Apa yang KHM. Basori Alwi tuliskan akan menjadi amal kebaikan. Semakin banyak orang mengamalkan, pahala kebaikannya akan terus bertambah, dan kebaikan itu akan terus mengalir saat beliau sudah meninggal dunia sekalipun. Buku atau karya menjadi amal jariah beliau, kebaikan yang pahalanya terus mengalir, sebagaimana sabda Rasulullah Saw:

Apabila manusia meninggal dunia maka terputus darinya amalannya, kecuali tiga perkara: sedekah jariyah, ilmu yang bermanfaat, dan anak saleh yang mendoakannya”. (HR. Muslim)

Memadukan Budaya Membaca dan Menulis

Membaca dan menulis bagaikan saudara kembar yang tak dapat dipisahkan. Atau, kalau boleh dibayangkan kegiatan membaca dan menulis ini bagaikan sepasang suami-istri yang saling melengkapi dan mendukung dalam bekerja sebagai motor sebuah keluarga. Membaca dan menulis bagaikan dua sisi mata uang. Satu dan lainnya saling menunjang peran dan fungsi masing-masing. Adalah kekeliruan yang sangat besar pendapat orang yang menganggap membaca dan menulis membuang-buang waktu. Membaca dan menulis adalah pekerjaan besar bagi orang-orang berperadaban.

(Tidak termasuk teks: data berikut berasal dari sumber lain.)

PR #632, opened 2016-02-09
Fix NPE in bigquery XXXInfo.equals

mziccard:
This PR fixes a possible NPE in the equals method of `XXXInfo` objects.
This also:
- Updates javadoc of `TableDefinition` and subclasses to remove the `type` naming
- Fixes a style error in `Table`


ajkannan:
LGTM

PR #726, opened 2016-03-08
Remove BlobListOption.recursive option and fix delimiter handling

### LINKED ISSUE #692: Support the delimiter parameter and prefixes result field for bucket listing

mziccard:
This PR fixes #692 and does the following changes:
- Remove `BlobListOption.recursive` option
- Add `BlobListOption.currentDirectory` option that sets the '/' delimiter
- Add `isDirectory` method to `BlobInfo` objects
- Change `StorageRpc.list(bucket)` method to add prefixes to the list of storage objects

### DIFF
--- a/gcloud-java-storage/src/main/java/com/google/gcloud/spi/DefaultStorageRpc.java
+++ b/gcloud-java-storage/src/main/java/com/google/gcloud/spi/DefaultStorageRpc.java
@@ -14,6 +14,7 @@
 
 package com.google.gcloud.spi;
 
+import static com.google.common.base.MoreObjects.firstNonNull;
 import static com.google.gcloud.spi.StorageRpc.Option.DELIMITER;
 import static com.google.gcloud.spi.StorageRpc.Option.FIELDS;
 import static com.google.gcloud.spi.StorageRpc.Option.IF_GENERATION_MATCH;
@@ -58,7 +59,6 @@ import com.google.api.services.storage.model.ComposeRequest.SourceObjects.Object
 import com.google.api.services.storage.model.Objects;
 import com.google.api.services.storage.model.StorageObject;
 import com.google.common.base.Function;
-import com.google.common.base.MoreObjects;
 import com.google.common.collect.ImmutableList;
 import com.google.common.collect.Iterables;
 import com.google.common.collect.Lists;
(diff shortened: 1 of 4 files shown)


gcloud-java-storage/src/main/java/com/google/gcloud/spi/DefaultStorageRpc.java
```diff
@@ -163,8 +166,20 @@ public StorageObject create(StorageObject storageObject, final InputStream conte
           .setPageToken(PAGE_TOKEN.getString(options))
           .setFields(FIELDS.getString(options))
           .execute();
-      return Tuple.<String, Iterable<StorageObject>>of(
-          objects.getNextPageToken(), objects.getItems());
+      Iterable<StorageObject> storageObjects = Iterables.concat(
+          objects.getItems() != null ? objects.getItems() : ImmutableList.<StorageObject>of(),
```
aozarov: [`MoreObjects.firstNonNull`](http://docs.guava-libraries.googlecode.com/git/javadoc/com/google/common/base/MoreObjects.html#firstNonNull(T,%20T)) could make it slightly nicer.

gcloud-java-storage/src/main/java/com/google/gcloud/storage/BlobInfo.java
```diff
@@ -589,6 +601,18 @@ public Long updateTime() {
   }
 
   /**
+   * Returns {@code true} if the current blob represents a directory. This can only happen if the
+   * blob is returned by {@link Storage#list(String, Storage.BlobListOption...)} when the
+   * {@link Storage.BlobListOption#currentDirectory()} option is used. If {@code true} only
```
aozarov: I would use `{@code true}` only when it is in a code context (e.g. boolean param, return type,...) but not when "true" is part of the sentence (and could be replaced with e.g. "this is the case").

gcloud-java-storage/src/main/java/com/google/gcloud/storage/BlobInfo.java
```diff
@@ -761,6 +785,9 @@ public Acl apply(ObjectAccessControl objectAccessControl) {
         }
       }));
     }
+    if (storageObject.get("isDirectory") != null) {
```
aozarov: If you don't care about the value you can use `containsKey`, no?

gcloud-java-storage/src/main/java/com/google/gcloud/storage/Storage.java
```diff
@@ -694,10 +694,17 @@ public static BlobListOption prefix(String prefix) {
     }
 
     /**
-     * Returns an option to specify whether blob listing should include subdirectories or not.
+     * If specified, results are returned in a directory-like mode. Blobs whose names, aside from
```
aozarov: should we replace "aside from" with "after"?

gcloud-java-storage/src/main/java/com/google/gcloud/storage/StorageOptions.java
```diff
@@ -137,7 +110,7 @@ public boolean equals(Object obj) {
       return false;
     }
     StorageOptions other = (StorageOptions) obj;
-    return baseEquals(other) && Objects.equals(pathDelimiter, other.pathDelimiter);
+    return baseEquals(other);
```
aozarov: Alternative, `return obj instanceof StorageOptions && baseEquals((StorageOptions) obj)`

aozarov:
Very nice! LGTM. Feel free to merge after taking care of the comments which you agree with.

Issue #664, opened 2016-02-24
Return an empty collection instead of null.


aozarov:
Some of the the resource metadata properties are collections/maps.

I think currently we are not consistent and in some cases we return `null` if there is no value (e.g.
`BlobInfo` and `BucketInfo`) and in some cases we return an empty collection (e.g. `ProjectInfo`).

My preference would be to never return `null` for a collection as I think the value of being able to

Membaca tidak hanya menelusuri deretan teks, tetapi membuka juga pandora pengetahuan. Semakin luas pengetahuan seseorang semakin terbuka wawasan dan kreativitasnya. Membaca idealnya menjadi tradisi semua profesi, karena profesi apapun sesungguhnya akan dapat berkembang dengan pesat manakala diikuti dengan membangun tradisi membaca secara baik pula. Bagi seorang penulis, misalnya, membaca jelas merupakan sebuah keharusan.

Sosok KHM. Basori Alwi adalah “role model” yang dapat dilihat oleh masyarakat luas –terutama oleh para santri beliau- tentang penyelenggaraan baca-tulis yang memberdayakan (membuat seseorang berkembang secara dahsyat hari demi hari). KHM. Basori Alwi dengan sempurna berhasil mengawinkan kegiatan membaca yang benar-benar terpola dengan kemampuan menulis (writing skill) sehingga lahirlah karya yang mumpuni.

Kesibukan KHM. Basori Alwi yang tinggi bukan alasan untuk tidak membaca, karena dengan rajin membaca maka akan membuat ide-ide di otak terus tumbuh dan berkembang. Dengan semakin banyak membaca maka modal untuk menulis juga semakin besar. Gugusan ide dan pemikiran akan muncul sebagai bahan menulis. Untuk mendukung upaya tersebut, beliau meletakkan kitab atau buku di tempat yang mudah dijangkau sehingga ketika ada kesempatan akan mudah untuk membaca.

Bagaimana menulisnya? Beliau melakukannya nyaris sama dengan membaca, yakni setiap ada kesempatan beliau melakukannya, bisa di rumah dan bahkan saat berada di dalam mobil. Kreativitas dalam membaca dan menulis itulah yang kemudian mengantarkan KHM. Basori Alwi menjadi salah satu kiai penulis produktif Indonesia yang sangat diperhitungkan.

Aktualisasi Potensi Diri

Menulis adalah keterampilan yang merupakan hasil latihan panjang. Melihat jumlah karya KHM. Basori Alwi yang disebutkan di atas (bahkan mungkin bisa lebih) seolah menegaskan akan hasil sebuah proses keterampilan yang panjang tersebut.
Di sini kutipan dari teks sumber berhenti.